Mustard TV
- Headquarters: Prospect House, Rouen Road, Norwich, NR1 1RE

Ownership
- Owner: Archant Community Media Ltd

History
- Launched: 24 March 2014
- Closed: 31 August 2017

Links
- Website: www.mustardtv.co.uk

Availability

Terrestrial
- Freeview: Channel 7

= Mustard TV =

Local television station based in Norwich, England

Mustard TV was a local television station based in Norwich, Norfolk. It broadcast to over 400,000 people, covering Norwich and much of Norfolk reaching Cromer in the north of the county, Dereham to the west and parts of south Norfolk and north Suffolk. It was a wholly owned subsidiary of regional media group Archant and was one of 19 initial local TV stations awarded licences by UK broadcasting regulator Ofcom.

Mustard TV's original aim was to "redefine what people think of as local television". The channel was named as a nod to the Colman family which manufactured mustard in Norwich, although there was no business connection. The production team and studios were at Archant's headquarters in Prospect House, Rouen Road in Norwich.

On 31 August 2017 Mustard TV broadcast its last show, having been sold to the That's TV group. The new owner said that it would not be employing the previous Mustard staff.

== History ==
===2012===
On 23 May 2012 the media regulator Ofcom extended the invitation for local operators in cities across the United Kingdom to operate a new local television service in their areas. Two rival bids were lodged - one from regional publisher Archant and the other from NR One which was headed up by former ITV Anglia presenter Kevin Piper. On 19 September 2012 Archant was revealed as the winner of the licence, originally proposing a television service which would run from 6 am until midnight each day.

===2014===
Mustard TV launched on Freeview on Channel 8 on 24 March 2014, the second of the new local television stations to launch in the UK. It offered a catch-up service on the Mustard TV website, and by the end of the year had extended its reach by transmitting on Virgin Media cable too.

===2015===
The station received some controversy in its earlier years with widespread press attention in March 2015 after accidentally broadcasting an exchange between presenters Helen McDermott and Darren Eadie where an obscene word was used. In July 2015 it experienced technical difficulties in attempting a live broadcast of a pre-season Norwich City friendly football match against West Ham. A recording of the match went out around 90 minutes later with bosses forced to apologise for the technical hitch.

===2016===
On 5 April 2016, following the closure of BBC Three on Freeview, Mustard TV and other local television stations moved from Channel 8 to Channel 7. At the start of May the station moved to broadcasting a 24-hour 'Norwich News Wire' when programmes were not on air. The station also started streaming some of its live studio programming on its YouTube channel 'Norfolk Now'.

===2017===
Mustard TV closed at the end of August 2017, having been sold to the That's TV group. This would later become the TV channel That's Norfolk.

== Programming ==

Mustard TV broadcast a wide range of local programming including news, current affairs, entertainment, culture, sports, property and cookery.

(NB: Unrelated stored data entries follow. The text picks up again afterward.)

PR #4354, opened 2024-03-19
Allow to configure some hosts authorized for confirm auth

nono:


web/auth/confirm.go
```diff
@@ -127,32 +127,41 @@ func ConfirmSuccess(c echo.Context, inst *instance.Instance, state string) error
...
+	if err != nil {
+		return nil, echo.NewHTTPError(http.StatusBadRequest, "bad url: could not parse")
+	}
+
+	if ok := checkRedirectToManager(inst, u); ok {
+		return u, nil
+	}
+
+	for _, host := range config.GetConfig().AuthorizedForConfirm {
+		if host == u.Host {
```
sblaisot, line 143: I wonder if this should be Host only or Host + Port (like in https://tool.domain.example:8080)

sblaisot (approved):
One small question, otherwise LGTM

web/auth/confirm.go
nono: It can be both. https://pkg.go.dev/net/url#URL says:

> Host        string    // host or host:port (see Hostname and Port methods)

PR #602, opened 2019-06-25
new legion dll

kendonB:
recompiled this with the updated VS toolchain. It seems to work marginally faster now. Would be good to get some other "Legion" users to test though.


LexiconCode:
Fantastic, I have a 4K monitor. Legion takes a bit more time with higher resolutions.

LexiconCode:
I'm not really seeing the speed difference at least at a higher resolution but it works as expected. I suppose we could put timeit functions to empirically test.

kendonB:
@seekM does this change make legion work for you?

LexiconCode:
@kendonB Does it change which version of Visual C++ Redistributable packages is required? Historically that is been Visual Studio 2013 (x86).

It would be nice to bump the version [Microsoft Visual C++ Redistributable for Visual Studio 2015, 2017 and 2019. T](https://support.microsoft.com/en-us/help/2977003/the-latest-supported-visual-c-downloads) which I believe comes with Windows 10 nowadays.

kendonB:
I'm not sure of the answer to that. I can test it out in a few days by selectively deleting VS packages.

kendonB:
@LexiconCode I've deleted all of the VS Redistributable packages and legion still works regardless. It's possible that the underlying dependency is built into Windows 10 now. I will also check on my Windows 7 machine.

kendonB:
I can't get any of these to work on my Win 7 machine. I tried the old dll, the new one in this PR, and also built a new one on my Win 7 machine. None worked. Win 7 is not long for this world, so this is only a short-term problem.

LexiconCode:
> 
> 
> I can't get any of these to work on my Win 7 machine. I tried the old dll, the new one in this PR, and also built a new one on my Win 7 machine. None worked. Win 7 is not long for this world, so this is only a short-term problem.

Excellent I think we can live with that. It should be documented somewhere...

kendonB:
I have also confirmed that the old .dll works just fine on my Windows 10 computer. So installing the redistributable packages may help some people who aren't otherwise up-to-date but the current pull request doesn't seem to change the requirement (because there is no requirement any more). I've added some documentation to the installation file. 

Those who want to compile this for themselves can do:

- `git clone https://github.com/kendonB/tirg-dll`
- Build the project using Visual Studio Community 2019 (free download) choosing "Release" rather than "Debug" as the build setting. Ctrl-Shift-B is the build command.

PR #604, opened 2019-06-25
Major app rules clean up

mrob95:
~1k LoC down. Functionality should not be affected at all (except in areas where I have fixed bugs), but it will need a bit of testing to make sure everything is still working.

**Major changes**
* Replace import statements at the top of files to import everything from imports.py
* Replace grammar loading code at the bottom of files with calls to the functions in control.py
* Remove handwritten rdescripts as standardised versions of these can now be generated automatically

**Minor changes**
* Removed `cmd.py`, as it is just a subset of the functionality and context of `gitbash.py`.
* Removed a few unnecessary comments
* Fixed a few bugs with CCR apps like eclipse

My hope is that this makes the code much more readable and abstracts away stuff which the user doesn't really need to worry about (like the implementation of RDP mode), therefore allowing quicker iteration and easier creation of new grammars.

One question: I think that because commands are now a lot shorter, if we run yapf it will try to put them on one line, so instead of
```
"switch user":
	R(Key("cs-m")),
```
We will get
```
"switch user": R(Key("cs-m")),
```

Which format do people prefer?


LexiconCode:
As a personal preference I prefer one line. It makes it much easier for find and replace and general editing. The downside on smaller screens it might be an issue.  I'm willing to however I'm willing to be flexible on this.

mrob95:
Think I agree. Most commands should now fit comfortably on one line without wrapping, and it allows a lot more commands to fit on the screen at once.

mrob95:
Ah, I did that manually. I think it makes more sense visually if all the commands in a rule are either on one line or two.

LexiconCode:
That makes a lot of sense. Is it something we want to encourage for all commits?

mrob95:
I'm not sure, it's really just a matter of taste and probably doesn't make much difference. I'm happy to let people format things as they think best.

LexiconCode:
I have to say this makes it much easier to read, great idea!

PR #605, opened 2019-06-25
Further tidying of rule loading

mrob95:
Trying to do changes which touch a lot of files all in one go so that it doesn't cause too much disruption. Mainly just removing the last manual grammar loadings and removing direct calls to the CCRMerger.

I have also begun the task of moving unnecessary stuff out of `_caster.py`, moving the loading of self modifying rules into their respective files to enable easier modification in the future.

### DIFF
--- a/_caster.py
+++ b/_caster.py
@@ -65,9 +65,7 @@ from castervoice.lib.dfplus.additions import IntegerRefST
 
 from castervoice.lib.dfplus.merge.mergepair import MergeInf
 from castervoice.lib.ccr import *
-from castervoice.lib.ccr.recording.again import Again
-from castervoice.lib.ccr.recording.bringme import bring_rule
-from castervoice.lib.ccr.recording.alias import Alias
+from castervoice.lib.ccr.recording import again, bringme, alias
 from castervoice.lib.ccr.recording import history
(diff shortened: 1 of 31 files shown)


_caster.py
```diff
@@ -270,26 +253,8 @@ def generate_sm_ccr_choices(nexus):
     ]
     defaults = {"n": 1, "nnv": 1, "text": "", "volume_mode": "setsysvolume", "enable": -1}
 
+control.non_ccr_app_rule(MainRule(), context=None, rdp=False)
 
-grammar = Grammar('general')
```
LexiconCode: feature switches for `alias` and `again`have been removed?

_caster.py
```diff
@@ -270,26 +253,8 @@ def generate_sm_ccr_choices(nexus):
...
-main_rule = MainRule()
-gfilter.run_on(main_rule)
-grammar.add_rule(main_rule)
-
-gfilter.run_on(bring_rule)
-grammar.add_rule(bring_rule)
-
-if settings.SETTINGS["feature_rules"]["again"]:
```
LexiconCode: feature switches for `alias` and `again` have been removed?

PR #606, opened 2019-06-25
Improve rule naming in rdescripts

mrob95:
So that instead of e.g. "VSCodeNonCcrRule: command" it will just print "VSCode: command"


LexiconCode:
Nice improvement and it tests out.

PR #608, opened 2019-06-26
Fixed Selfmodrule filter bug

mrob95:
To recreate:
1. Add a filter rule in words.txt e.g. "tango -> trap"
2. Add an alias with the same name e.g. "Alias tango"
3. restart

Produces: 
```
  File "C:\Users\Mike\Documents\GitHub\casterfork\castervoice\lib\dfplus\merge\gfilter.py", line 221, in spec_override_from_config
    rule._mcontext, rule._mwith)
TypeError: __init__() takes exactly 2 arguments (11 given)
-- skip unchanged wrong grammar file: C:\Users\Mike\Documents\GitHub\casterfork\_caster.py
-- skip unchanged wrong grammar file: C:\Users\Mike\Documents\GitHub\casterfork\_caster.py
```
I assume this has pretty much been the case since forever as the chances of finding it are fairly small.

Fixed for the moment by not running filters on self modifying rules. It doesn't really make sense to filter them anyway as they are set by the user, and filters are mainly used for modifying caster defaults.

### DIFF
--- a/castervoice/lib/ccr/recording/alias.py
+++ b/castervoice/lib/ccr/recording/alias.py
@@ -91,7 +91,7 @@ class ChainAlias(AliasRule):
 _NEXUS = control.nexus()
 
 if settings.SETTINGS["feature_rules"]["alias"]:
-    control.non_ccr_app_rule(Alias(_NEXUS), context=None, rdp=False)
+    control.non_ccr_app_rule(Alias(_NEXUS), context=None, rdp=False, filter=False)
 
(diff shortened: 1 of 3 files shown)


LexiconCode:
At first I thought you meant that you disabled it for all filters on self modifying rules.
Looking over the code you disabled it specifically for `alias` and 'bring_rule' in a simple but clever way. 

In the future self modifying rules could be used in scenarios were filters would be appropriate which your implementation allows.

PR #610, opened 2019-06-26
Classic install: Enhancements to check dependencies for required versions and missing dependencies.

LexiconCode:
When developing Caster sometimes dependencies change between releases or require a locked version. This whole request implements a method of informing users of the change in dependencies.

- Allows maintainers to define minimum and specific version of dependencies. To be used between releases as a method of informing contributors of changes with dependency.
- Checks for missing dependency reading `requirements.txt`
- Enhanced message that guides the user to install dependencies.
- Suppresses traceback
- If a dependency is missing the main thread sleeps for 15 seconds with both WRS and Natlink
- Moves all dependency related functions out of `_caster.py` to `dependencies.py` except for the grammar.

### DIFF
--- a/_caster.py
+++ b/_caster.py
@@ -8,24 +8,6 @@ import os, time, sys
 import logging
 logging.basicConfig()
 
-
-def version_minimum():
-    try:
-        import pkg_resources
-        version = "0.15.0"  # Minimum Version of Dragonfly2 need for Caster
-        pkg_resources.require("dragonfly2 >= %s" % (version))
-    except Exception:  # pylint: disable=broad-except
-        pass
-        print("\nCaster will not start! \
-            \nCaster: Requires at least Dragonfly version %s\
-            \nUpdate Dragonfly 'pip install --upgrade dragonfly2' from cmd\
-            \n\nThis window will close in 30 seconds" % (version))
-        time.sleep(30)
-        os._exit(1)
-
-
-version_minimum()
-
 import time, socket, os
 from dragonfly import (Function, Grammar, Playback, Dictation, Choice, Pause, RunCommand)
 from castervoice.lib.ccr.standard import SymbolSpecs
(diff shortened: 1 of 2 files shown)


LexiconCode:
Potentially this could grow into a check for any missing/required version dependencies. For example `ImportError: No module named mock` for the scenario when new dependencies have been added using the classic install during contributors updating Caster with git.

LexiconCode:
To test
1. `pip install dragonfly2==0.14.1`
2. restart Dragon
3. observed output in the `status window`

After testing revert back to the latest version of dragonfly.
- `pip install --upgrade dragonfly2`

mrob95:
Not 100% sure breaking out of start-up if the user has the wrong version is a good idea. Partial functionality may be preferable to no functionality for running terminal commands or if the user is away from Internet. Also it may not pick up dragonfly installations updated through git.

LexiconCode:
> Not 100% sure breaking out of start-up if the user has the wrong version is a good idea. Partial functionality may be preferable to no functionality for running terminal commands.

That's a good point. I should reword the use case. 
- Only in the circumstances were Caster would crash ~~or cause strange errors~~ if they're using an old dependency or the project requires a new dependency.
- `PIP` install should never have an issue with dependencies and this means it's for `classic` only.

Caster would not load anyway without upgrading/added the dependency. Therefore utilizing the terminal commands for upgrading would not be an option. As for situations without Internet if they are upgrading Caster then they might as well upgrade Dragonfly as well since it will crash without the minimum version.

> Also it may not pick up dragonfly installations updated through git.

I have tested with `python setup.py install`. Either the repository keeps the same version number and if it's bumped up still considered higher than the minimum.

All that being said partial functionality could be enabled.

LexiconCode:
If there was a way to cancel caster from loading yet leave the background engine running that would be preferable.

LexiconCode:
I am sure the code could be much more elegant and opp but it is functional.

PR #612, opened 2019-06-27
App settings removed in settings.py

LexiconCode:
The ability to toggle application stock grammars through settings.toml has been removed.
Therefore the configurations in settings.py To generate the setting should be removed as well.

Related to #596


LexiconCode:
For some reason it's including _Caster.py. however get does not show it being included locally. I will re-create the issue and branch.

Issue #575, opened 2019-06-11
file to bring me as name not working


kendonB:
Saying "file to bring me as file name" currently adds the folder name in the file dialog to the file section of the `bringme.toml` file. I'm actually not sure if there is a feasible way to allow bring me add to work for files. 

Unless someone has an idea of how to achieve this, we should disable `file` as an option for bring me add. Perhaps a nice middle ground would be to have the `bringme.toml` file open at the location of the new line.

Other ideas are welcome.

comodoro:
What it did was take highlighted text, assume it is a file path and add it to things to launch. I suppose this functionality could be restored, plus check if file exists, plus maybe actually detecting current file if in Windows Explorer

kendonB:
I have a "Copy as path" in the context menu on mine with keyboard shortcut "a". So fixing this could be as simple as doing `Key("s-f10, a")` which also looks like it works for folders.

PR #614, opened 2019-06-27
Bring me updates

mrob95:
I've tidied up this code following the basic pattern of #577 , using a single object to keep track of config rather than calling a bunch of separate functions.

I've also implemented context dependent folder actions for terminal and Windows Explorer as mentioned in #476, so "bring me my documents" will "cd" if a terminal window is active, and will use a focused file explorer window instead of creating a new one.

Happy to get feedback on whether or not people think this is the right approach.


LexiconCode:
I think it's a very reasonable way to go as it reduces duplicate commands and provides a standard workflow. It would be interesting to see what other areas we can brainstorm to expand this functionality further for the roadmap. 

Did you run into this issue while working on the Bring me updates?
https://github.com/dictation-toolbox/Caster/issues/575

LexiconCode:
This is a good example of a `SelfModifyingRule` it's very easy to follow I appreciate that as many of Caster existing examples are convoluted.

LexiconCode:
A significant improvement and definitely much easier to read code. I do not experience the issues described in #575

Everything works the expected except for "restore bring me defaults" producing no error message or restoring the default bringme keys. A not as clean workaround is to overwrite the bringme.toml with the default instead of trying to load the defaults from the source location. Overall I prefer the second method.

One suggestion is to include the context for windows powershell as well.

mrob95:
Regarding defaults, I think it makes sense to define them in a dictionary in the same file rather than a separate toml file. Mainly because it keeps everything in one place and easily readable.

I've also modified the functionality so that restoring defaults also overwrites the config file. Thoughts?

LexiconCode:
> 
> 
> Regarding defaults, I think it makes sense to define them in a dictionary in the same file rather than a separate toml file. Mainly because it keeps everything in one place and easily readable.
> 
> I've also modified the functionality so that restoring defaults also overwrites the config file. Thoughts?

Perfect a bit of clean up the `bringme default path`/`bringme.toml.defaults`/ `the function that restores `bringme.toml.defaults` to the data directory`.

LexiconCode:
After further testing https://github.com/dictation-toolbox/Caster/issues/575 however I'm not sure if that's what you want in the scope of this pull request.

Second thoughts on a spec change ` "<launch> to bring me as <key>":` is difficult for me to say. "bring me <launch> as <key>" seems much more natural. thoughts?

LexiconCode:
Another concept that I thought interesting. `alias <launch> as <key>`
The command `bring me` would be used across caster to retrieve `x` .

mrob95:
I'll think about it, can probably use a context action for this as well

LexiconCode:
This is debatable but possibly functional for those that manually edit the `bringme.toml` manually by preference or testing purposes.
```
            "refresh bring me":
                R(Function(self.refresh)),
```

kendonB:
All of these additions seem to work well. What do you think about adding the following:

```
"bring me <desired_item> new"
```
This one would always open a new window to open the desired item. If the current context is a terminal, folders would open in a new terminal window. 

```
"bring me <folder_item> terminal"
"bring me <folder_item> [windows] explorer"
```
These would operate by 1) looking for an open instance of one of these types of windows, 2) navigating to that folder in an open instance if one exists; if one does not exist, opening a new window at that folder.
```
"bring me <folder_item> new terminal"
"bring me <folder_item> new [windows] explorer"
```
Like the above but it always opens a new window.

kendonB:
Would also be good to incorporate all of this into the `file_dialogue` context.

mrob95:
Okay I've done another rearrange and implemented some of the above. Websites and programs/files work the same but for folders:
* `bring me <folder>` is as before, context-dependent. If you are in an Explorer or terminal window it will use that, otherwise it will open a new Explorer.
* `bring me <folder> in explorer` opens in a new Explorer window regardless
* ditto for `bring me <folder> in terminal`

I'm not a powershell user so not sure how well this will work for that.

I think having a separate method for each item type is neater and will make for easier scaling if we need to add more categories.

LexiconCode:
@mrob95 I made a few tweaks and if you don't feel of the relevant they can be removed.
- Updated hyperlink for caster and dragonfly. 
- Tweaked order of keys
- For Caster and dragonfly modified "<project> documentation" to call documentation per project.

LexiconCode:
A possibleweakness of `"%USERPROFILE%`?
`My Documents` on my system is pointed to an alternate location.
image

Therefore with `command prompt/powershell` context with `bring me my documents` produces unexpected file path when it should be `D:\Backup\Library\Documents`
```
C:\Users\Main>cd "C:\Users\Main\Documents"
The system cannot find the path specified.
```

When dictating `bring me my documents` out of the above context the command opens up my documents folder as expected.

LexiconCode:
You may not be aware but you could leverage these as well.

Dragonflies [runcommand-action](https://dragonfly2.readthedocs.io/en/latest/actions.html#runcommand-action)
and
Caster's [TerminalCommand](https://github.com/dictation-toolbox/Caster/blob/master/castervoice/lib/terminal.py)

mrob95:
Hmm, I'm surprised that it works in one context but not in another. Maybe try adding the following to `_rebuild_extras` to see what is going on:
```
print({key: os.path.expandvars(value)
            for key, value in section.iteritems()}
            for header, section in self.config.iteritems())
```

I'm aware of `RunCommand` but `Popen()` is actually cleaner than `RunCommand().execute()`. Happy to change it though if we want to get rid of Popen across the code base.

LexiconCode:
> _rebuild_extras
I assume you mean `_rebuild_items`
```
    def _rebuild_items(self):
        # E.g. [Choice("folder", {"my pictures": ...}), ...]
        print({key: os.path.expandvars(value)
            for key, value in section.iteritems()}
            for header, section in self.config.iteritems())
        return [
            Choice(header, {key: os.path.expandvars(value)
            for key, value in section.iteritems()})
            for header, section in self.config.iteritems()
```


> I'm aware of `RunCommand` but `Popen()` is actually cleaner than `RunCommand().execute()`. Happy to change it though if we want to get rid of Popen across the code base.

I would say it's not as clean, However think there's also utility and advantage to leveraging `RunCommand` Therefore if your happy to change Popen across the code base go for it.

The station broadcast 90 minutes of local news from Mustard TV's Norwich studio every weekday evening. These shows included:
- Mustard News - airing every hour on a weekday evening; the station promised to devote roughly five times as much airtime to Norwich than the existing coverage provided by BBC Look East and ITV Anglia
- The Mustard Show - a nightly magazine show on local life, comedy, drama, game shows, culture, arts and human interest stories was one of its flagship programmes, airing at 6:30pm on Monday, Tuesday, Thursday and Friday evenings. Presenters included NCFC football player Darren Eadie, former ITV Anglia presenter Helen McDermott, BBC Radio Norfolk breakfast presenter Nick Conrad and Future Radio presenter Beth Davison.
- This Week - A panel of local guests answered questions on local issues. This aired in the 6.30pm slot usually occupied by The Mustard Show.
- The Pink Un Show - During the football season The Pink Un Show aired on a Wednesday evening for Norwich City fans. The show was usually fronted by The Pink Un reporter Michael Bailey, and featured a panel of guests talking about the club's performance.
- Walks Around Britain - the syndicated series featuring walks from across the country all between 2 – 8 miles.
- Beth's Book Club - a book panel discussion programme, presented by Beth Davison. The programme featured writing talents: Ian Rankin, Lee Childs, Ruby Wax, Ellie Griffiths, Peter May and others.